◆ Problem details
Some lines in the listing may contain the word "schlessera". Say how many, with the number alone.

◆ Source information
PR #4603, opened 2018-01-08
 Added interval argument to make_progress_bar()

Rarst:
Allows to set update interval, available in class constructor but not previously accepted by function wrapper.

### DIFF
--- a/php/utils.php
+++ b/php/utils.php
@@ -519,7 +519,7 @@ function make_progress_bar( $message, $count, $interval = 100 ) {
 		return new \WP_CLI\NoOp;
 	}
 
-	return new \cli\progress\Bar( $message, $count, $interval = 100 );
+	return new \cli\progress\Bar( $message, $count, $interval );
 }
 
 function parse_url( $url ) {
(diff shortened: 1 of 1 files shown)


php/utils.php
```diff
@@ -511,14 +511,15 @@ function mustache_render( $template_name, $data = array() ) {
  *
  * @param string  $message  Text to display before the progress bar.
  * @param integer $count    Total number of ticks to be performed.
+ * @param int     $interval  The interval in milliseconds between updates.
```
gitlost: Extra space before the "The". Also could you expand the comment to
```
Optional. The interval in milliseconds between updates. Default 100.
```
?

Rarst: I copy/pasted the doc from the implementing class, would you like wording updated there as well for consistency?

gitlost: Well, it'd be nice, but probably not worth it!

Rarst: Yeah, the class is upstream in PHP CLI tools so not worth it. :)

Issue #4599, opened 2018-01-06
Add OS & shell information to `--info` output


schlessera:
For debugging purposes, we should add basic information about the operating system & the shell that WP-CLI is currently running in to the output of `wp cli info`.

This would help to pinpoint platform-specific issues faster.

thrijith:
sorry about the first commit message

gitlost:
Closed via https://github.com/wp-cli/wp-cli/pull/4604.

PR #4604, opened 2018-01-08
Add OS & shell information in 'info' command

thrijith:
#4599  add os and shell information in `wp cli info`

### DIFF
--- a/php/commands/src/CLI_Command.php
+++ b/php/commands/src/CLI_Command.php
@@ -105,6 +105,7 @@ class CLI_Command extends WP_CLI_Command {
 
 		$system_os           = php_uname( 's' );
 		$system_architecture = php_uname( 'm' );
+		$current_shell = ( isset( $_SERVER['SHELL'] ) ) ? $_SERVER['SHELL'] : '';
 
 		$packages_dir = $runner->get_packages_dir_path();
 		if ( ! is_dir( $packages_dir ) ) {
@@ -120,6 +121,7 @@ class CLI_Command extends WP_CLI_Command {
 				'wp_cli_version' => WP_CLI_VERSION,
 				'system_os' => $system_os,
 				'system_architecture' => $system_architecture,
+				'current_shell' => $current_shell,
 			);
 
 			WP_CLI::line( json_encode( $info ) );
@@ -136,6 +138,7 @@ class CLI_Command extends WP_CLI_Command {
 			WP_CLI::line( "WP-CLI version:\t" . WP_CLI_VERSION );
 			WP_CLI::line( "Operating System:\t" . $system_os );
 			WP_CLI::line( "System Architecture:\t" . $system_architecture );
+			WP_CLI::line( "Current Shell:\t" . $current_shell );
 		}
 	}
 
--- a/php/commands/src/CLI_Command.php
+++ b/php/commands/src/CLI_Command.php
@@ -106,7 +106,7 @@ class CLI_Command extends WP_CLI_Command {
 		if ( ! $shell && Utils\is_windows() ) {
 			$shell = getenv( 'ComSpec' );
 		}
-		$runner              = WP_CLI::get_runner();
+		$runner = WP_CLI::get_runner();
 
 		$packages_dir = $runner->get_packages_dir_path();
 		if ( ! is_dir( $packages_dir ) ) {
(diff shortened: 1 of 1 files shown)


php/commands/src/CLI_Command.php
```diff
@@ -103,6 +103,10 @@ public function info( $_, $assoc_args ) {
 
 		$runner = WP_CLI::get_runner();
 
+		$system_os           = php_uname( 's' );
```
gitlost: Could you move this block before `$runner = WP_CLI::get_runner();` please?

Also might as well give as much info as possible so:
```
$system_os = sprintf( '%s %s %s %s', php_uname( 's' ), php_uname( 'r' ), php_uname( 'v' ), php_uname( 'm' ) );
```
(only leaving out host name `'n'` which people mightn't want exposed)?

php/commands/src/CLI_Command.php
```diff
@@ -103,6 +103,10 @@ public function info( $_, $assoc_args ) {
...
+		$system_architecture = php_uname( 'm' );
```
gitlost: So this `system_architecture` line would go.

php/commands/src/CLI_Command.php
```diff
@@ -103,6 +103,10 @@ public function info( $_, $assoc_args ) {
...
+		$current_shell       = ( isset( $_SERVER['SHELL'] ) ) ? $_SERVER['SHELL'] : '';
```
gitlost: I think just `$shell` for the variable - "current" doesn't add anything. Also could you use `getenv()` instead and for Windows use `ComSpec` if `SHELL` not available:
```
$shell = getenv( 'SHELL' );
if ( ! $shell && Utils\is_windows() ) {
	$shell = getenv( 'ComSpec' );
}
```

php/commands/src/CLI_Command.php
```diff
@@ -115,6 +119,9 @@ public function info( $_, $assoc_args ) {
 				'wp_cli_dir_path' => WP_CLI_ROOT,
 				'wp_cli_packages_dir_path' => $packages_dir,
 				'wp_cli_version' => WP_CLI_VERSION,
+				'system_os' => $system_os,
+				'system_architecture' => $system_architecture,
```
gitlost: So this line `system_architecture` goes.

php/commands/src/CLI_Command.php
```diff
@@ -115,6 +119,9 @@ public function info( $_, $assoc_args ) {
...
+				'current_shell' => $current_shell,
```
gitlost: And this becomes:
```
'shell' => $shell,
```

php/commands/src/CLI_Command.php
```diff
@@ -129,6 +136,9 @@ public function info( $_, $assoc_args ) {
 			WP_CLI::line( "WP-CLI global config:\t" . $runner->global_config_path );
 			WP_CLI::line( "WP-CLI project config:\t" . $runner->project_config_path );
 			WP_CLI::line( "WP-CLI version:\t" . WP_CLI_VERSION );
+			WP_CLI::line( "Operating System:\t" . $system_os );
```
gitlost: Thinking just shorten `Operating System` to `OS`.

php/commands/src/CLI_Command.php
```diff
@@ -129,6 +136,9 @@ public function info( $_, $assoc_args ) {
...
+			WP_CLI::line( "System Architecture:\t" . $system_architecture );
```
gitlost: And this line `system_architecture` goes.

php/commands/src/CLI_Command.php
```diff
@@ -129,6 +136,9 @@ public function info( $_, $assoc_args ) {
...
+			WP_CLI::line( "Current Shell:\t" . $current_shell );
```
gitlost: And this line becomes:
```
WP_CLI::line( "Shell:\t" . $shell );
```
Also could you move both lines to the start, before `PHP binary`? Seems more logical to me and looks slightly better...

(The formatting here with tabs isn't good and we should be using a table but we'll leave it for the moment...)

php/commands/src/CLI_Command.php
thrijith: ok @gitlost  on it

php/commands/src/CLI_Command.php
thrijith: thanks @gitlost for this
```
if ( ! $shell && Utils\is_windows() ) {
	$shell = getenv( 'ComSpec' );
}
```
i didn't know about this.

gitlost: Yeah, I've become a bit of a Windows guru over the last few weeks (don't use it locally or for servers)! `ComSpec` always returns path to `cmd.exe`, even on PowerShell, so isn't that great but looks a bit better anyway...

thrijith: I tested the code on Windows 7 ( installed VirtualBox just for that ) works perfectly:100:

gitlost: Cool, thanks @thrijith !

PR #4606, opened 2018-01-09
Fix table list while wildcard is added

BhargavBhandari90:
For https://github.com/wp-cli/db-command/issues/73

### DIFF
--- a/php/utils-wp.php
+++ b/php/utils-wp.php
@@ -312,55 +312,29 @@ function wp_get_table_names( $args, $assoc_args = array() ) {
 	// Prioritize any supplied $args as tables
 	if ( ! empty( $args ) ) {
 		$new_tables = array();
-		$get_tables_for_glob = function( $glob ) {
-			global $wpdb;
-			static $all_tables = array();
-			if ( ! $all_tables ) {
 
-				// Get table prefix.
-				$prefix = ( is_multisite() ) ? $wpdb->base_prefix : $wpdb->prefix;
-
-				// '_' is a special wildcard for MySQL LIKE queries
-				// so it needs to be escaped with '\', but then '\' needs to be escaped as well
-				$sql_prefix = str_replace( '_', '\\_', $prefix );
-
-				// Get all tables as per prefix.
-				$all_tables = $wpdb->get_col( $wpdb->prepare( 'SHOW TABLES LIKE %s', $sql_prefix . '%' ) );
-			}
-
-			$tables = array();
-			foreach ( $all_tables as $table ) {
-				if ( fnmatch( $glob, $table ) ) {
-					$tables[] = $table;
-				}
-			}
-			return $tables;
-		};
 		foreach ( $args as $key => $table ) {
 			if ( false !== strpos( $table, '*' ) || false !== strpos( $table, '?' ) ) {
-				$expanded_tables = $get_tables_for_glob( $table );
+
+				// Get matched tables.
+				$expanded_tables = get_tables_for_glob( $table, $assoc_args );
 				if ( empty( $expanded_tables ) ) {
 					\WP_CLI::error( "Couldn't find any tables matching: {$table}" );
 				}
+
 				$new_tables = array_merge( $new_tables, $expanded_tables );
+
 			} else {
+
 				$new_tables[] = $table;
+
 			}
 		}
 		return $new_tables;
 	}
 
 	// Fall back to flag if no tables were passed
-	$table_type = 'WordPress';
-	if ( get_flag_value( $assoc_args, 'network' ) ) {
-		$table_type = 'network';
-	}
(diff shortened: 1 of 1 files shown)


gitlost:
Thanks @BhargavBhandari90, could you add tests, for both the single and multisite scenarios in `db-tables.feature` with given eg
```
    And I run `wp db query "CREATE TABLE xx_wp_posts ( id int );"`
    And I run `wp db query "CREATE TABLE wp_xx_posts ( id int );"`
    And I run `wp db query "CREATE TABLE wp_posts_xx ( id int );"`
```
and check STDOUT does/doesn't contain `xx`  as appropriate, plus variations of the wildcard in `wp db tables '*_posts'`, with various options etc?!

gitlost:
Hmm, I think the wildcard case needs to be put through the same filtering as the non-wildcard case. This is what I'm using locally (testing single site only and default options only for the moment):
```
  Scenario: List database tables on a single WordPress install
    Given a WP install
    And I run `wp db query "CREATE TABLE xx_wp_posts ( id int );"`
    And I run `wp db query "CREATE TABLE wp_xx_posts ( id int );"`
    And I run `wp db query "CREATE TABLE wp_posts_xx ( id int );"`

    When I run `wp db tables`
    Then STDOUT should contain:
      """
      wp_users
      wp_usermeta
      wp_posts
      wp_comments
      wp_links
      wp_options
      wp_postmeta
      wp_terms
      wp_term_taxonomy
      wp_term_relationships
      """
    And STDOUT should not contain:
      """
      xx
      """

    When I run `wp db tables --format=csv`
    Then STDOUT should contain:
      """
      wp_users,wp_usermeta,wp_posts,wp_comments,
      """
    And STDOUT should not contain:
      """
      xx
      """

    When I run `wp db tables '*_posts' --format=csv`
    Then STDOUT should be:
      """
      wp_posts
      """
    And STDOUT should not contain:
      """
      xx
      """

    When I run `wp db tables 'wp_post*' --format=csv`
    Then STDOUT should be:
      """
      wp_postmeta,wp_posts
      """
    And STDOUT should not contain:
      """
      xx
      """
```

BhargavBhandari90:
Hey @gitlost. I just saw your feedback now. I have added without checking your feedback. I'll make changes according to that.

BhargavBhandari90:
@gitlost if we are checking default prefix, then `wp_xx_posts` will be there in output.

gitlost:
Hmmm. My understanding - this is all without the `--all-tables` option being set - would be that `wp db tables 'wp_*'` should only return tables registered to `$wpdb`, regardless of the wildcard. So `wp db tables 'wp_*'` and `wp db tables` should return the same thing.

A real-world example is the woocommerce plugin, which creates quite a few tables (eg `woocommerce_order_items`, `wp_woocommerce_tax_rates` etc) but only registers two: `woocommerce_payment_tokenmeta` and `woocommerce_order_itemmeta`. So one gets:
```
$ wp db tables
wp_users
wp_usermeta
wp_posts
wp_comments
wp_links
wp_options
wp_postmeta
wp_terms
wp_term_taxonomy
wp_term_relationships
wp_termmeta
wp_commentmeta
wp_woocommerce_payment_tokenmeta
wp_woocommerce_order_itemmeta
```
My expectation would be that `wp db tables 'wp_woocommerce_*'` would give only:
```
$ wp db tables 'wp_woocommerce_*'
wp_woocommerce_payment_tokenmeta
wp_woocommerce_order_itemmeta
```
@schlessera have I got this right?!?

One could argue that this breaks BC though, which may be an issue...

BhargavBhandari90:
@gitlost I got your point.

But in the current solution, it's not showing proper output while we add wildcard.

Let's say we have added new table named `wp_xx_posts`.

So if we do `wp db tables`, it won't show the newly created table.
But if we do `wp db tables "*_posts"`, then it's showing in output.

So this solution needs to improved.

gitlost:
Yes, I think the code needs to be refactored to put the filtering done based on the passed-in `$assoc_args` in a function (similar to the way the `$get_tables_for_glob` is at the moment), and then applied whether `$args` given or not. Note that the current behaviour is broken even without wildcards, for instance:
```
$ wp db tables wp_nonexistent_table
wp_nonexistent_table
```
!!!

For BC there might be a case to add an option `--restrict-args` (or similar) that gives the new behaviour if set, otherwise gives the old behaviour. But this isn't pretty and given the above buggy behaviour probably not a good idea...

BhargavBhandari90:
All right @gitlost Will try by this weekend. Thank you.

BhargavBhandari90:
@gitlost Made some changes. Please check.

gitlost:
As discussed with @BhargavBhandari90 in slack (and thanks for all your work so far!), I'm closing this is favor of https://github.com/wp-cli/wp-cli/pull/4624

◆ Exercise result
2